(Saved data entries)
◇ ◇ ◇ ◇

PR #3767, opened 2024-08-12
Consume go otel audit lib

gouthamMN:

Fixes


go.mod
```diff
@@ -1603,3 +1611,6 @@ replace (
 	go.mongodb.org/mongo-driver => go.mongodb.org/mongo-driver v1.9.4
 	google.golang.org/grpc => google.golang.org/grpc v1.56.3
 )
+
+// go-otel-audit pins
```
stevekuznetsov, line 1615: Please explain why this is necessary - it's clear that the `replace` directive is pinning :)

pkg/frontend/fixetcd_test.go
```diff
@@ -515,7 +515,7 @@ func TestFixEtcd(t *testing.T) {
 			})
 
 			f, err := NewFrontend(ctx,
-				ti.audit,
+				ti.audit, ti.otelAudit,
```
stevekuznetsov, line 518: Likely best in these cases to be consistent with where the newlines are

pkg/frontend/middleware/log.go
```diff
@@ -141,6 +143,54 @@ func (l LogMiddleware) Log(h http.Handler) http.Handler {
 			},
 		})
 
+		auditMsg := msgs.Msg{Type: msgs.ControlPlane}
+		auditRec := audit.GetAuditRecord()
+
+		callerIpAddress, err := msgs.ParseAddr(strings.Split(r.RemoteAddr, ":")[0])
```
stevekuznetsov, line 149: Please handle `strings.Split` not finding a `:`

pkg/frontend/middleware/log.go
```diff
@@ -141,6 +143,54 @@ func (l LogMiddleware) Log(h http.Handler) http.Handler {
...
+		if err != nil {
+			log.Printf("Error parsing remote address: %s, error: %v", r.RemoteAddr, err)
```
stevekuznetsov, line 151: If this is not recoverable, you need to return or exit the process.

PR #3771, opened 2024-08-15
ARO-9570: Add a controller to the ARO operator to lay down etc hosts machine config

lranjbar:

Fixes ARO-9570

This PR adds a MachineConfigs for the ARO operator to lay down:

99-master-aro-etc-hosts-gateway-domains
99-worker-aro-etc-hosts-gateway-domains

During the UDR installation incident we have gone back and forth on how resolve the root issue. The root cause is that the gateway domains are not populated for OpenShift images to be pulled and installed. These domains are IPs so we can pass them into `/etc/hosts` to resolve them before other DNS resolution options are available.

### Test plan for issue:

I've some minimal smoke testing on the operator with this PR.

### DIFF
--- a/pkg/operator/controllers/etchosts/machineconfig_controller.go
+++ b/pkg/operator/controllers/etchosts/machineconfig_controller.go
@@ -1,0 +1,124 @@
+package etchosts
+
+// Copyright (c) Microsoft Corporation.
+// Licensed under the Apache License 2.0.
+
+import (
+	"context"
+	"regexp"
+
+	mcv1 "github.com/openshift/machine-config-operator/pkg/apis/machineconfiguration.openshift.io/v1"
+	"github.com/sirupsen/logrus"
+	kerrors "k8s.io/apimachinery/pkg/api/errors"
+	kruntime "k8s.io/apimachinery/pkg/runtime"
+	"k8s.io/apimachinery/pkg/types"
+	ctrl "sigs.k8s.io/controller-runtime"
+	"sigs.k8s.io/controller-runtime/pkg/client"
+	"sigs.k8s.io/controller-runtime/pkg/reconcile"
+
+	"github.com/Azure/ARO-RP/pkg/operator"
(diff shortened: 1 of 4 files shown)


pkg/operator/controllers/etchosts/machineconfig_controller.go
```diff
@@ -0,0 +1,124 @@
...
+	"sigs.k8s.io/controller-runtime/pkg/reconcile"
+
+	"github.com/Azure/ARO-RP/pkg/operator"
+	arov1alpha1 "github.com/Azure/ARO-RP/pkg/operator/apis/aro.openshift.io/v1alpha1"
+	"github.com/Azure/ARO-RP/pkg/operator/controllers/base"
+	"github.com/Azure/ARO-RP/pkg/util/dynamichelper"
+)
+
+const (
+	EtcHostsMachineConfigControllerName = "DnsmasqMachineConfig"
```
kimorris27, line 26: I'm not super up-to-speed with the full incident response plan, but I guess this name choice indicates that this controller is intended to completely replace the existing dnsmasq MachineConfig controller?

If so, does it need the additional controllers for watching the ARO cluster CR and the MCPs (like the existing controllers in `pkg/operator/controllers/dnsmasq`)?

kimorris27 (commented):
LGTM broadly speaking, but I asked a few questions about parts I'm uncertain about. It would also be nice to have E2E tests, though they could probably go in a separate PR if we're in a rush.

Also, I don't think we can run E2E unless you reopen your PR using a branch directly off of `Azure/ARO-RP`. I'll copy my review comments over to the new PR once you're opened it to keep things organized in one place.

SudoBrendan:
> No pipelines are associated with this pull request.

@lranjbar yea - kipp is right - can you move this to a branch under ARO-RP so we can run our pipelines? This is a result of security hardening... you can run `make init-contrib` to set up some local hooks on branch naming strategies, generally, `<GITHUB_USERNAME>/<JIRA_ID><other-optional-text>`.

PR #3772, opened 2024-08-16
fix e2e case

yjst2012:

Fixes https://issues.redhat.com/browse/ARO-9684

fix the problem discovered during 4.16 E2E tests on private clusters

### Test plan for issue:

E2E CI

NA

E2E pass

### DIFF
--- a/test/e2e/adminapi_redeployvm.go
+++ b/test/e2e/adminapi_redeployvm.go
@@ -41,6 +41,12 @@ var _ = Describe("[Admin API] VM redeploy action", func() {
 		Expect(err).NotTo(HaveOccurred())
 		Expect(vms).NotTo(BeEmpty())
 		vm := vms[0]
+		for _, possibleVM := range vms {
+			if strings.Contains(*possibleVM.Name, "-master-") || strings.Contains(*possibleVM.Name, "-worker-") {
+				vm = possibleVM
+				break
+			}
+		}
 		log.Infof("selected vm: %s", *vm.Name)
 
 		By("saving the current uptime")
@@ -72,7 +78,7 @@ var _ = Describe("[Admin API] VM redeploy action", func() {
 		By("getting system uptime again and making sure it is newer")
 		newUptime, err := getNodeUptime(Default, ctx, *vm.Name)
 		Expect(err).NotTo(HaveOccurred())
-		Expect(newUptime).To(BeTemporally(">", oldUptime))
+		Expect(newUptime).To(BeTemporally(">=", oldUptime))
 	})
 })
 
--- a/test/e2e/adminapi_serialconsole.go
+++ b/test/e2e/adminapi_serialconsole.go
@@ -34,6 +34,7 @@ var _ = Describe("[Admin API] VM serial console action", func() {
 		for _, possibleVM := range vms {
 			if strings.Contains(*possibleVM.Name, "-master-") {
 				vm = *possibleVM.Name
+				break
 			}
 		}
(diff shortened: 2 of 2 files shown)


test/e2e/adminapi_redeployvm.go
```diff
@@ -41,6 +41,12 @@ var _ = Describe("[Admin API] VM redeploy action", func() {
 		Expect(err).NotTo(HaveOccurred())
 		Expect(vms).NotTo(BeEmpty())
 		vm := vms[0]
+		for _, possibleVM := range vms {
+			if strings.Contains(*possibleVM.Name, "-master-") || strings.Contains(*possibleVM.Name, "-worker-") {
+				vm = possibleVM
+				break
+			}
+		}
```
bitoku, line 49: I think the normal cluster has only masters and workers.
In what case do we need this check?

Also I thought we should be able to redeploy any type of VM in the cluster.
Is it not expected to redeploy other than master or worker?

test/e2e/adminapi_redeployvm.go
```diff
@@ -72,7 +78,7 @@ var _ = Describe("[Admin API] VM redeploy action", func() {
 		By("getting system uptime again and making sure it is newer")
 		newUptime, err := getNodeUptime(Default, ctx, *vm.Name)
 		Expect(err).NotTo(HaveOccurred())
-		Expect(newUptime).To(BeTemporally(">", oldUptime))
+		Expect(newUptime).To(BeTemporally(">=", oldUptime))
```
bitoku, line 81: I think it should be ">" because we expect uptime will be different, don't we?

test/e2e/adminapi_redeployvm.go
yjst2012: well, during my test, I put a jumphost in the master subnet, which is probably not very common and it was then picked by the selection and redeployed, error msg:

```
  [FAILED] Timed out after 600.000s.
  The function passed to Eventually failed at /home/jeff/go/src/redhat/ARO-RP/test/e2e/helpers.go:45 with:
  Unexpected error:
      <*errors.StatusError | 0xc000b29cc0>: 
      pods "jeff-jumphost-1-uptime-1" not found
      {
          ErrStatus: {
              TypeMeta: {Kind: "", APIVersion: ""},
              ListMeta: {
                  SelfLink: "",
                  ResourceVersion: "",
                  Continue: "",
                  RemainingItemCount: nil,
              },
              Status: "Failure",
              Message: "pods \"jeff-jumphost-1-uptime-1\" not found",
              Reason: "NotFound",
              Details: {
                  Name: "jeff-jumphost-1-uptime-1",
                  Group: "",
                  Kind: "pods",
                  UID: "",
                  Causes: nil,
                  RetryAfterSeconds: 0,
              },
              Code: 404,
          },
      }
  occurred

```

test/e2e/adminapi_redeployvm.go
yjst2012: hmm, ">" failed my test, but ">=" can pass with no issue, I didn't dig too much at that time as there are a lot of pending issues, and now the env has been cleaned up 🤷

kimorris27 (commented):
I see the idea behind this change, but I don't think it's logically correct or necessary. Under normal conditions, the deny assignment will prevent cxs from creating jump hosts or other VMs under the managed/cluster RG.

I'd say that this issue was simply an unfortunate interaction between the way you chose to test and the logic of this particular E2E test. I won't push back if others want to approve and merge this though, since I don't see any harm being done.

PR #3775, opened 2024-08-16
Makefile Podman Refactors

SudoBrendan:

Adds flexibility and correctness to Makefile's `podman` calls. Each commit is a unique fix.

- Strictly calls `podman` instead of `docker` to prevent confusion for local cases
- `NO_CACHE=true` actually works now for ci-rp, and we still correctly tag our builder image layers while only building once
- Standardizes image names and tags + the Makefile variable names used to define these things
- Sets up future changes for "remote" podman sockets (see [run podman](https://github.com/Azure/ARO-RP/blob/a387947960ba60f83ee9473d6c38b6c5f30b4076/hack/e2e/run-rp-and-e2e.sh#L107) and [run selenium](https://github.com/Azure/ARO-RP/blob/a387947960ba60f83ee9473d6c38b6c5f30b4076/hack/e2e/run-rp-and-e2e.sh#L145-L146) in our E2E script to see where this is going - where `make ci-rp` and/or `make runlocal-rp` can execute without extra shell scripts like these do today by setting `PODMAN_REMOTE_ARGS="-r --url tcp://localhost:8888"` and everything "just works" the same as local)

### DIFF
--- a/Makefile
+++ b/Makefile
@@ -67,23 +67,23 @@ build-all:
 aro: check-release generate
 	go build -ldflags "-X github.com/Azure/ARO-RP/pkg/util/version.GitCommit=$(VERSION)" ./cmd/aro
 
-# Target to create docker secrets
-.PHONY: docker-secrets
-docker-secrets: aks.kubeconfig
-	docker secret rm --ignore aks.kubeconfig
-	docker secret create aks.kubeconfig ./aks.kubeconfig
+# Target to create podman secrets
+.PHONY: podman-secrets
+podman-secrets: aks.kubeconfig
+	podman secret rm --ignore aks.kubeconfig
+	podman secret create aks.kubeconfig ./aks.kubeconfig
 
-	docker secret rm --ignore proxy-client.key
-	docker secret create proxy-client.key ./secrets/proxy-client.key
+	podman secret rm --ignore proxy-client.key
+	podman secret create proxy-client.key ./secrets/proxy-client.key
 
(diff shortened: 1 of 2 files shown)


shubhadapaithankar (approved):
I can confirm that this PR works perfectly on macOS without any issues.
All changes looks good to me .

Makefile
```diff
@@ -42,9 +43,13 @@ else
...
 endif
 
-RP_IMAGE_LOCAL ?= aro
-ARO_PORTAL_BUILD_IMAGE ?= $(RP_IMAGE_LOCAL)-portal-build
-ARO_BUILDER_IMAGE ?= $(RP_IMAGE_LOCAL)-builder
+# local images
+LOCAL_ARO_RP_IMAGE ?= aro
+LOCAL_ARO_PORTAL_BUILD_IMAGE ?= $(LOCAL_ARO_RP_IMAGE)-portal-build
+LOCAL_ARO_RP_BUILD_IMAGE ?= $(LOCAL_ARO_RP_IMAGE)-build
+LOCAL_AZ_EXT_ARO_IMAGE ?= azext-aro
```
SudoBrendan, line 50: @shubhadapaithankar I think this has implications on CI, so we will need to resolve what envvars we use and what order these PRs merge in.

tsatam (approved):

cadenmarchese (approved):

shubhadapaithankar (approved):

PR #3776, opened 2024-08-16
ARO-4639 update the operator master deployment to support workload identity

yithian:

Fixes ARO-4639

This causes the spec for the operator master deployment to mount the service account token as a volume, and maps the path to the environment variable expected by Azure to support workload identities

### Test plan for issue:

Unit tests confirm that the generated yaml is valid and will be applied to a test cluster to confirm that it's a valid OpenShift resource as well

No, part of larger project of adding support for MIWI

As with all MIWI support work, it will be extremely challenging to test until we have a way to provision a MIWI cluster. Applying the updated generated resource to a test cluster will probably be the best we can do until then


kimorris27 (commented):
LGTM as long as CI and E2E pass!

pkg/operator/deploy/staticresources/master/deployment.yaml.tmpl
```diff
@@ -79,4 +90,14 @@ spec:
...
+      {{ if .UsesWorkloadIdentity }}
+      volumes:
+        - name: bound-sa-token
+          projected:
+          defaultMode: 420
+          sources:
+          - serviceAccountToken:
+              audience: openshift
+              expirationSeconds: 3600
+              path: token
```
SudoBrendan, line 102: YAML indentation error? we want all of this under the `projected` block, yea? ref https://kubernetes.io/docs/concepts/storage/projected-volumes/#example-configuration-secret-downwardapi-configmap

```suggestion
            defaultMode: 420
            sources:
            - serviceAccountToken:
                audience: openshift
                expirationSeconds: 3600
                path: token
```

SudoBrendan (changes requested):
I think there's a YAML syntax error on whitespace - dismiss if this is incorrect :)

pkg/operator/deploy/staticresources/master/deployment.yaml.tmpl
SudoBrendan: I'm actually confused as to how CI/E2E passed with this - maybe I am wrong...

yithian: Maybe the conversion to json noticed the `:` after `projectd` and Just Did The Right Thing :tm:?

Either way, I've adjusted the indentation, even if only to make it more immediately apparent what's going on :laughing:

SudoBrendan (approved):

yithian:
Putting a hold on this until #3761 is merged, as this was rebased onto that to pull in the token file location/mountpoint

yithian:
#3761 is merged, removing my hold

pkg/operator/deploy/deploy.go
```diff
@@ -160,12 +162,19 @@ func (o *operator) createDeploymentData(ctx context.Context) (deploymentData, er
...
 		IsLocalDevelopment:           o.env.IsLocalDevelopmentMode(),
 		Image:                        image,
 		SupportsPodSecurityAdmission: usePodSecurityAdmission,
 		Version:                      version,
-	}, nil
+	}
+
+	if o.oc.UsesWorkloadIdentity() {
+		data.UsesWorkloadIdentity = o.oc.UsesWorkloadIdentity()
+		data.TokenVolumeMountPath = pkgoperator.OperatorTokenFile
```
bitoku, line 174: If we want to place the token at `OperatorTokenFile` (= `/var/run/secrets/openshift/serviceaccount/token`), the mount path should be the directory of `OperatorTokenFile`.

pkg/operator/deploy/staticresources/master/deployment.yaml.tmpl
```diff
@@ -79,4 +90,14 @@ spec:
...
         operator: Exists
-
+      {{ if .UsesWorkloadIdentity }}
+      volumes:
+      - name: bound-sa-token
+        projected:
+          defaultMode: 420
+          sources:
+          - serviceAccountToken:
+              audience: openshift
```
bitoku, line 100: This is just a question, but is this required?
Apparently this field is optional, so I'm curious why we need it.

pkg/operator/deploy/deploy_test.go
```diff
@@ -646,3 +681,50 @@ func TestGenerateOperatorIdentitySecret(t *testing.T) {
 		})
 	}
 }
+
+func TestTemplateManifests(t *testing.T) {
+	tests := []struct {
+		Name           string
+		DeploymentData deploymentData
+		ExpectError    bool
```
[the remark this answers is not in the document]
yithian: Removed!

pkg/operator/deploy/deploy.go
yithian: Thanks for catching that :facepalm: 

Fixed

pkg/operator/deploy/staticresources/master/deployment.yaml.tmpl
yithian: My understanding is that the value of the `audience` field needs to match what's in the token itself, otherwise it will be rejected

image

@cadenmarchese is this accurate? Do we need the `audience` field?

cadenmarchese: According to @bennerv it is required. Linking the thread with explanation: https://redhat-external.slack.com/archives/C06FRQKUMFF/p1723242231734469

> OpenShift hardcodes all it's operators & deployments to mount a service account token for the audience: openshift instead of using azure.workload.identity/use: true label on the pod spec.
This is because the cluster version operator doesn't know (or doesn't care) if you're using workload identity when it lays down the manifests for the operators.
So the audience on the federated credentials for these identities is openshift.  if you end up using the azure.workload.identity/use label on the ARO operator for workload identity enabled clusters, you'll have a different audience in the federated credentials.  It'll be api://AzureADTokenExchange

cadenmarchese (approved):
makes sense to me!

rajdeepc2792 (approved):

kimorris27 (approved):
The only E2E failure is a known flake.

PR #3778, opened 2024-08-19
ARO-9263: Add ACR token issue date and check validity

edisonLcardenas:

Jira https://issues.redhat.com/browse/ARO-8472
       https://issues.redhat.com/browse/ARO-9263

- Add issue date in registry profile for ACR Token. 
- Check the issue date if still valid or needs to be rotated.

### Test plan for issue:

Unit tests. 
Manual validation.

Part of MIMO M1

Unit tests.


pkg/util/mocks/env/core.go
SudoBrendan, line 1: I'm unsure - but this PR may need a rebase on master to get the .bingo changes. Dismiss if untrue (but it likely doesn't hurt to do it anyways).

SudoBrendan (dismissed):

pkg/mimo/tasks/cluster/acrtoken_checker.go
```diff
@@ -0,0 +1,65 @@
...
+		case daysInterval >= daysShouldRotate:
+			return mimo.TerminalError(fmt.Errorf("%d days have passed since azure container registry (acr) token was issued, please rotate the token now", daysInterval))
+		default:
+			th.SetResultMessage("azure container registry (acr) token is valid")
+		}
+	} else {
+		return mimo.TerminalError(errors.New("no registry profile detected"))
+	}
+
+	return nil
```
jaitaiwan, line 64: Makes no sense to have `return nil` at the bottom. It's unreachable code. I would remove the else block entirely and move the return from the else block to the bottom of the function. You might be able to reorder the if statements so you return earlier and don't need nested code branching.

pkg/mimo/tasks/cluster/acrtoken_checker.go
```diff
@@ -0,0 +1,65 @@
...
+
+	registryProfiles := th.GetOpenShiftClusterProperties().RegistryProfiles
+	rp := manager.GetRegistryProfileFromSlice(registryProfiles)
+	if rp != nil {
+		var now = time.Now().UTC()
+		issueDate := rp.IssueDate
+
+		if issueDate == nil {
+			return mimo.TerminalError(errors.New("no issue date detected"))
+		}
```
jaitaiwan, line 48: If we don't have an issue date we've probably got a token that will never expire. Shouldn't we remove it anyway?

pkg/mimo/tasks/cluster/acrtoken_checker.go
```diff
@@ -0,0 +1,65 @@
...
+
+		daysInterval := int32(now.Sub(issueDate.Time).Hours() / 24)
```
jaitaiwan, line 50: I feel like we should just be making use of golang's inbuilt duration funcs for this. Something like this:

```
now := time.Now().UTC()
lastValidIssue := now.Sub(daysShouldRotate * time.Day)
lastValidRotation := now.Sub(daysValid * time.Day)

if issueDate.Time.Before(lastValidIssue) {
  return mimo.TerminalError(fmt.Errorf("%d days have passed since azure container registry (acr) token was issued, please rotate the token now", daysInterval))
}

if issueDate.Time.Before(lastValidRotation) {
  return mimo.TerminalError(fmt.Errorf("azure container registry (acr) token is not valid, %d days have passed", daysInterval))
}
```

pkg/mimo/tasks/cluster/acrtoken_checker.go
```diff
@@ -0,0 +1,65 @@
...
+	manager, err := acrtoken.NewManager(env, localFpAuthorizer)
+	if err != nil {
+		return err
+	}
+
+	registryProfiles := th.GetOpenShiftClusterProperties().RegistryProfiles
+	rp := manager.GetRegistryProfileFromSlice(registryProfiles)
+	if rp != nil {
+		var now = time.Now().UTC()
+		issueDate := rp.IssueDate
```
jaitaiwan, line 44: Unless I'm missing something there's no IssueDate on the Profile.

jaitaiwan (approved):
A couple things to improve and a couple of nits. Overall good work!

◇ ◇ ◇ ◇

## PROBLEM REQUIREMENTS
Copy all lines above where "bound" is present.

## RESPONSE BOX
+        - name: bound-sa-token
+      - name: bound-sa-token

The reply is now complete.